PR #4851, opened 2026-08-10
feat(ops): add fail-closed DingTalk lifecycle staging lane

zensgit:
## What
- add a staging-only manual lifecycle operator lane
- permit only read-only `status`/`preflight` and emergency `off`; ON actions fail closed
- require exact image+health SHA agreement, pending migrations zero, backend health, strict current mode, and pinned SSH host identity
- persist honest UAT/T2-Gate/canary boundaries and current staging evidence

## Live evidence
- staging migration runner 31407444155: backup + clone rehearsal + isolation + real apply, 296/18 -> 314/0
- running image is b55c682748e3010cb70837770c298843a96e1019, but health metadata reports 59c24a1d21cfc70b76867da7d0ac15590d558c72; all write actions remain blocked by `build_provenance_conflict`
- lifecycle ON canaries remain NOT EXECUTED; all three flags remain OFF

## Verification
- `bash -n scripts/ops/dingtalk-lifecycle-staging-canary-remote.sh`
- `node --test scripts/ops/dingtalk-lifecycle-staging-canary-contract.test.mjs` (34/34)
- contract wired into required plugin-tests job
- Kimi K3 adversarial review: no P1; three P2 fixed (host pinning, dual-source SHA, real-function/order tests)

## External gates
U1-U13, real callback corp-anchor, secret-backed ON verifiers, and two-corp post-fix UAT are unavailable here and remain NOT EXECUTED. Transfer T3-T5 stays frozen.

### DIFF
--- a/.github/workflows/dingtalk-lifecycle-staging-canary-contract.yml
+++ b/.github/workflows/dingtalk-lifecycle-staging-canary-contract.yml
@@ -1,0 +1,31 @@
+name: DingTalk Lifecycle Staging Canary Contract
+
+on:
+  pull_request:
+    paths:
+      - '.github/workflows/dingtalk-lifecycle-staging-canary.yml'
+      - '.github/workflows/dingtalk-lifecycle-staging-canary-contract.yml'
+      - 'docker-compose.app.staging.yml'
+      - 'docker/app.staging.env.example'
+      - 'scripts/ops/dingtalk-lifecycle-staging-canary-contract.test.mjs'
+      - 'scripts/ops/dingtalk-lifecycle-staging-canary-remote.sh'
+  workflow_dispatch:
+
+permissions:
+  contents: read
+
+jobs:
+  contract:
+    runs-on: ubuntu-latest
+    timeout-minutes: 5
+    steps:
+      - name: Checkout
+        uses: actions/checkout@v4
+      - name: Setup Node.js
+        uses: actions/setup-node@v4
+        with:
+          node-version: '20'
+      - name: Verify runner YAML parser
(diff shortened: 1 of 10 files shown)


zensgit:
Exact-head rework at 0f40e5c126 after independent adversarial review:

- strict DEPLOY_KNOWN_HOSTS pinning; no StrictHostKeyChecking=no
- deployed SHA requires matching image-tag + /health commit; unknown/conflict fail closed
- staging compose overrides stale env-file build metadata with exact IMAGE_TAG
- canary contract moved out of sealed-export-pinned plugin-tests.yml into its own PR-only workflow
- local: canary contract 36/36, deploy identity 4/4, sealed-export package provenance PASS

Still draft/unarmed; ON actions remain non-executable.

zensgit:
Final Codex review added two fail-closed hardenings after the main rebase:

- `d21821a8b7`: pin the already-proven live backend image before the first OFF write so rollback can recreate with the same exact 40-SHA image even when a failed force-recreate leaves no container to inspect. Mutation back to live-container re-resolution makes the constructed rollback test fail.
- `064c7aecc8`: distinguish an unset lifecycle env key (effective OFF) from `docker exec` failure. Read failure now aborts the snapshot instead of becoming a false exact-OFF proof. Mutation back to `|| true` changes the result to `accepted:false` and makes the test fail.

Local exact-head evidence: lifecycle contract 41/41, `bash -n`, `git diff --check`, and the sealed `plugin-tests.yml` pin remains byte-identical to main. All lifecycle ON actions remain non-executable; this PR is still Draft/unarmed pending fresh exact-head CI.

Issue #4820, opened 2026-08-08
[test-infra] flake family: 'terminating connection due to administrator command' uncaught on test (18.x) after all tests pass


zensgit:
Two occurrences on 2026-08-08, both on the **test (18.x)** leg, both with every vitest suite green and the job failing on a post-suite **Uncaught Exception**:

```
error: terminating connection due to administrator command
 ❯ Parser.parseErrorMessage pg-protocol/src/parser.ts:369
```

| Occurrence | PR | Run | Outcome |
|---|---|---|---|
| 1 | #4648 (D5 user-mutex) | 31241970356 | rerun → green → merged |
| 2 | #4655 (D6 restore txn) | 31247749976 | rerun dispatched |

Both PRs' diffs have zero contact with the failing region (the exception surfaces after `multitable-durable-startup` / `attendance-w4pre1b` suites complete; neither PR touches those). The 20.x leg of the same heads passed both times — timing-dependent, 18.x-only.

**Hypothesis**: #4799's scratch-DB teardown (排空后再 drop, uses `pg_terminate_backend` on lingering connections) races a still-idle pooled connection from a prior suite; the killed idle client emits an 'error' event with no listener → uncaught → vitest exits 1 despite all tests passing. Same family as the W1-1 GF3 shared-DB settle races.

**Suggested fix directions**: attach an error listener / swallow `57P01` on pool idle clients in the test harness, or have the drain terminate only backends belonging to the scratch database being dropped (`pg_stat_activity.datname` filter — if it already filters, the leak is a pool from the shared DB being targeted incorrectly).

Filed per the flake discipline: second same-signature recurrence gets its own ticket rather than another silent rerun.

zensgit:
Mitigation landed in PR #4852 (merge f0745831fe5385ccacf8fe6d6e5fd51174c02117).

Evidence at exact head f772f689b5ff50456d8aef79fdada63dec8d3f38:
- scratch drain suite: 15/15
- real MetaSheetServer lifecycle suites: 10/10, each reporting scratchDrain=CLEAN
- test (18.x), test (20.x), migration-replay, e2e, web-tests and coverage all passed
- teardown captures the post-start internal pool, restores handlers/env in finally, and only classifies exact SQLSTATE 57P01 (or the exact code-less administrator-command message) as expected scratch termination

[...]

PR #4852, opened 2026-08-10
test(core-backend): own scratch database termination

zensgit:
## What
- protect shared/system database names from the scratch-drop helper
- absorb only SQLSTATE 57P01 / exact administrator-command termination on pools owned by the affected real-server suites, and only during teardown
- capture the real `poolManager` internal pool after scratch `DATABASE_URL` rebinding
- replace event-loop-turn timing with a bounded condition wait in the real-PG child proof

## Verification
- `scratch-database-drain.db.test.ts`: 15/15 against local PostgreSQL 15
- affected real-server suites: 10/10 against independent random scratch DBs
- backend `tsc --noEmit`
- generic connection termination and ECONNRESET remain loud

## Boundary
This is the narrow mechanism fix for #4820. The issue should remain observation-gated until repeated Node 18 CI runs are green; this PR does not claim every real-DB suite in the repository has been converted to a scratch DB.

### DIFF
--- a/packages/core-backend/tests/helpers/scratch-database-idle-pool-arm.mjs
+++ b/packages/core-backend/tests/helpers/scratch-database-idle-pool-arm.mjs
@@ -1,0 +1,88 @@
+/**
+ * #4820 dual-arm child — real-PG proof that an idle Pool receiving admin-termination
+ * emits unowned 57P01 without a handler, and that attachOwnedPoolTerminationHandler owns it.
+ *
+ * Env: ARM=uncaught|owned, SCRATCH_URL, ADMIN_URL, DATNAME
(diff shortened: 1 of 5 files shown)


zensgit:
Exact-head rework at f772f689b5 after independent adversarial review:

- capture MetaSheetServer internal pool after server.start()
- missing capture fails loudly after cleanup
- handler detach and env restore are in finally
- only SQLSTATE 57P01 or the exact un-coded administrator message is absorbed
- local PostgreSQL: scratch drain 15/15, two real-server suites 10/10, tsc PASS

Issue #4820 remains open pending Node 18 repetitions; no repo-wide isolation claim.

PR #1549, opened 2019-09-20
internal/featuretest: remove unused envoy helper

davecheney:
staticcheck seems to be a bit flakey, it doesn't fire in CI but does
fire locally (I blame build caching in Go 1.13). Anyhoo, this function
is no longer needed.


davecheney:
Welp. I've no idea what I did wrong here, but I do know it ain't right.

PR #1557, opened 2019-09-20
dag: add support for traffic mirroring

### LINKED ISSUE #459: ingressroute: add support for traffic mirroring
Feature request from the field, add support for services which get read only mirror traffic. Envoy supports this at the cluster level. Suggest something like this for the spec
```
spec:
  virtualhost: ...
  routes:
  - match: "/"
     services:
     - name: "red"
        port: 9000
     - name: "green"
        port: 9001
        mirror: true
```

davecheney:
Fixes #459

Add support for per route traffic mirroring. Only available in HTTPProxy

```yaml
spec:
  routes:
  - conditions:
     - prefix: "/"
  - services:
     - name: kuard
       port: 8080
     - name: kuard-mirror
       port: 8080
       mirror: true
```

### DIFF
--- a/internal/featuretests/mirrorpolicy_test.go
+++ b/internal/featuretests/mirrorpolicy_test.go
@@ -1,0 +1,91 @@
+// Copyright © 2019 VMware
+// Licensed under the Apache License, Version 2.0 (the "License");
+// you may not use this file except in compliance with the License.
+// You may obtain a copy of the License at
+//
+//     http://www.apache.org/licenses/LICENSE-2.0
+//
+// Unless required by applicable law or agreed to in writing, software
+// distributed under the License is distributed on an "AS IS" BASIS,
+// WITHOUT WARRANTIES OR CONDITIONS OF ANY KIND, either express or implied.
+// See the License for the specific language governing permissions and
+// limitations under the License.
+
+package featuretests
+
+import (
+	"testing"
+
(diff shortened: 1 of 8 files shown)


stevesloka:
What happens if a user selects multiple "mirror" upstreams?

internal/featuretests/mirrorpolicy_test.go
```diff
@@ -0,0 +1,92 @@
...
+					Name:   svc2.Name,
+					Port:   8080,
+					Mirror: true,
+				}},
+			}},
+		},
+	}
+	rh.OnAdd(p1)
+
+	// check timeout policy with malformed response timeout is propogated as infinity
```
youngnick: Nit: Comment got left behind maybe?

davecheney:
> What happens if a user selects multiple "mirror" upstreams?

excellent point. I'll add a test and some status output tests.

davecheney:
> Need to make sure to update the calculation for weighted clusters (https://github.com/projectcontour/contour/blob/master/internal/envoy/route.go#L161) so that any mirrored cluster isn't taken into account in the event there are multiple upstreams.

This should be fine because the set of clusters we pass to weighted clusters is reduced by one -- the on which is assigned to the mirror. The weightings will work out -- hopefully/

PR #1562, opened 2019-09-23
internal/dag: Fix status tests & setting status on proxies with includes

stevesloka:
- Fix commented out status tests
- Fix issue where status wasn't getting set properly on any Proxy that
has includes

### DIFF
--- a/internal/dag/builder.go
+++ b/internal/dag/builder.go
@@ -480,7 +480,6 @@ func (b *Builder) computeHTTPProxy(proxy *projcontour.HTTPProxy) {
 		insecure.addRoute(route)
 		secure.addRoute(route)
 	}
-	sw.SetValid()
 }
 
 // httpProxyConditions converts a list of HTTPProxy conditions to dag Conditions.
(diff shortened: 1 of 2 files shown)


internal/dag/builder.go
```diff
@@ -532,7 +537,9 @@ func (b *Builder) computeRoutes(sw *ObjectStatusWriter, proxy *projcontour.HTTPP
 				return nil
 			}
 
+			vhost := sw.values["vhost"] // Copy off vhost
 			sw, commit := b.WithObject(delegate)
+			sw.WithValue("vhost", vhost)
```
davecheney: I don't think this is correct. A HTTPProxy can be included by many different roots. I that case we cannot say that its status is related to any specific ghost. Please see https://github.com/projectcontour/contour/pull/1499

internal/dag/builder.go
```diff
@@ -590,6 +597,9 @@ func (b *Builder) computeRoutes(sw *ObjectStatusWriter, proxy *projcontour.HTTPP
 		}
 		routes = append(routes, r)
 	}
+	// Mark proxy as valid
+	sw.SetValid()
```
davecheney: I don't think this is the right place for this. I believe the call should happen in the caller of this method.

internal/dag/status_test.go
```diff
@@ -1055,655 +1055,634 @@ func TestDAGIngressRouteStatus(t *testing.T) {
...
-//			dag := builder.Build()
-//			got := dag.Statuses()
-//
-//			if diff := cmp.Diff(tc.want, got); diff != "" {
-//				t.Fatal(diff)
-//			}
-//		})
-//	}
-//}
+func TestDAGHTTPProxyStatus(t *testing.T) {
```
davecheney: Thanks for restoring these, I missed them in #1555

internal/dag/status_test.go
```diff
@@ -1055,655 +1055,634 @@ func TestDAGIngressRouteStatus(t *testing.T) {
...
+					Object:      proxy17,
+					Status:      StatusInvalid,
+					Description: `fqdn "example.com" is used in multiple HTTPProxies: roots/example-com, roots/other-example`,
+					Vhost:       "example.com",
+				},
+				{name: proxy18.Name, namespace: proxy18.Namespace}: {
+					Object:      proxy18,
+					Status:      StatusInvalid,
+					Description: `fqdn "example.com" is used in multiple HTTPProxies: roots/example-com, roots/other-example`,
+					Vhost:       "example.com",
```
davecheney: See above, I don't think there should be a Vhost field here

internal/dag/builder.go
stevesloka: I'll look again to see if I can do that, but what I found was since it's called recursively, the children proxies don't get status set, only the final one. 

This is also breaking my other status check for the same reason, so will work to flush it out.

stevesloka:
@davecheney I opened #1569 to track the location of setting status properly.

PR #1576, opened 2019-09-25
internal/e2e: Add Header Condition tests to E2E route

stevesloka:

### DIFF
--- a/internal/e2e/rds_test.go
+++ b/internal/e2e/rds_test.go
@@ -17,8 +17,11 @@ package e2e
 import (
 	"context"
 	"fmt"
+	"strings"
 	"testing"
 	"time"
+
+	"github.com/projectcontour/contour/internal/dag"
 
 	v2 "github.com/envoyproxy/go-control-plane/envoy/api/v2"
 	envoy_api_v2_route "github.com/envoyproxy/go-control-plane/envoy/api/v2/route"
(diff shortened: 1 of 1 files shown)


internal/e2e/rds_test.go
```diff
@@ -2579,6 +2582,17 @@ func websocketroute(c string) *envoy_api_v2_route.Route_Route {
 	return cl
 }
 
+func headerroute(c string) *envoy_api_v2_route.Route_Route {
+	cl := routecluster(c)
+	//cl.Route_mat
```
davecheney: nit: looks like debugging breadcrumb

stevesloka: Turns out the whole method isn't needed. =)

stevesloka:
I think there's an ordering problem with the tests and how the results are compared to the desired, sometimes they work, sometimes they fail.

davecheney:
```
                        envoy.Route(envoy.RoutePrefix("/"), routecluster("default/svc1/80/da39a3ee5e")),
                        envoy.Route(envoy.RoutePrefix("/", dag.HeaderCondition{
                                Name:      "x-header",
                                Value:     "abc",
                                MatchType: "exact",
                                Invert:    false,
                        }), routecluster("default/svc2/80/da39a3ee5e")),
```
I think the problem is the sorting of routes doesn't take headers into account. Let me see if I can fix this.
════════════════
**Goal of the exercise**
Report back each line in the material above that contains the string "have".

**Result of this task**
Both PRs' diffs have zero contact with the failing region (the exception surfaces after `multitable-durable-startup` / `attendance-w4pre1b` suites complete; neither PR touches those). The 20.x leg of the same heads passed both times — timing-dependent, 18.x-only.
**Suggested fix directions**: attach an error listener / swallow `57P01` on pool idle clients in the test harness, or have the drain terminate only backends belonging to the scratch database being dropped (`pg_stat_activity.datname` filter — if it already filters, the leak is a pool from the shared DB being targeted incorrectly).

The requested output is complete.